PR #394, opened 2024-06-14
Add benchmark for slicing datasets

SolarDrew:


.github/workflows/codspeed.yml
```diff
@@ -16,6 +16,10 @@ jobs:
         with:
           python-version: '3.12'
       - run: python -m pip install .[tests] pytest-codspeed 'numpy<2'
```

[Work request] Each line above is to be copied exactly as written.

[Written solution]
PR #394, opened 2024-06-14
Add benchmark for slicing datasets

SolarDrew:


.github/workflows/codspeed.yml
```diff
@@ -16,6 +16,10 @@ jobs:
         with:
           python-version: '3.12'
       - run: python -m pip install .[tests] pytest-codspeed 'numpy<2'
```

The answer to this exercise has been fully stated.